I've been hitting gym regularly for two weeks and doing workouts 6 days a week. My program includes 3 sets - 10 reps for each workout. So, my question is related to whether one has to lift heavier weights or ligther weights in order to gain muscle mass or to get bigger. I did some researches in muscle physiology and saw that the recent studies do state that both ways work. On other hand, lifting heavier weights causes more muscle tension, which lighter weights do not. Do you think I should decrease reps and increase weight? Below is my build:

Weight: 60 KG

Height: 1.75m


  • Could you be more specific - what do you do, what do you mean with lighter or heavier weights, how do you build in progression and so on? Also please take it easy. Learn the movements first before pushing your limits. You shouldn't worry too much about that for now, you will gain muscle mass almost no matter what (newbie gains) for a while.
    – Raditz_35
    Feb 17, 2019 at 17:51
  • I put here in the link a playlist of Eric Helms, a well-known natural bodybuilder and researcher. Here is the playlist link: youtube.com/…
    – Michael C.
    Mar 10, 2019 at 21:02

1 Answer 1


First of all, definitely worth pointing out that training 6 times a week won't get you anywhere if you're not on some kind of juice or another. If you're doing it naturally stick to 3 times a week.
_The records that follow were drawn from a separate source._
PR #1036, opened 2020-08-07
Change fast-reboot script to use swss and radv service script

vaibhavhd:
**- What I did**
Special handling is needed for services during fast, warm and cold reboot paths. This procedural handling is better suited in the respective service scripts to:
1) keep fast-reboot script simpler    2) avoid code duplication.

Call swss and radv service scripts to do special handling of reboot process behavior.

**_This PR should be merged only after service scripts changes are merged in following PRs:_**
RADV - https://github.com/Azure/sonic-buildimage/pull/5108
SWSS - https://github.com/Azure/sonic-buildimage/pull/5070

**- How I did it**
Created and modified service scripts to handle reboot procedure depending on the type. Fast-reboot script now simply calls these service scripts.
**- How to verify it**
Tested service scripts independently.
Tested Fast, warm and cold reboot procedures are tested.

### DIFF
--- a/scripts/fast-reboot
+++ b/scripts/fast-reboot
@@ -503,8 +503,7 @@ systemctl stop nat
 debug "Stopped nat ..."
 
 # Kill radv before stopping BGP service to prevent annoucing our departure.
-debug "Stopping radv ..."
-docker kill radv &>/dev/null || [ $? == 1 ]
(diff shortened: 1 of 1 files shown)


lguohan:
retest this please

Secondly, it's not the weight that matters but the exercise that you're doing. No matter how heavy is the barbell you're lifting, doing bicep curls won't make you any bigger than you are already.

Instead, you should focus on powerlifting classics: squat, bench press and deadlift. All this exercises engage multiple muscle groups and produce massive muscle tension which itself launches the hypercompensation mechanism.

With that being said, back off to your initial question: which weight should you work with? Since you're only starting you have to teach your muscles how to move, how to produce tension. You should not decend lower than 10 reps in any given exercise. The perfect range is 10 to 12 reps.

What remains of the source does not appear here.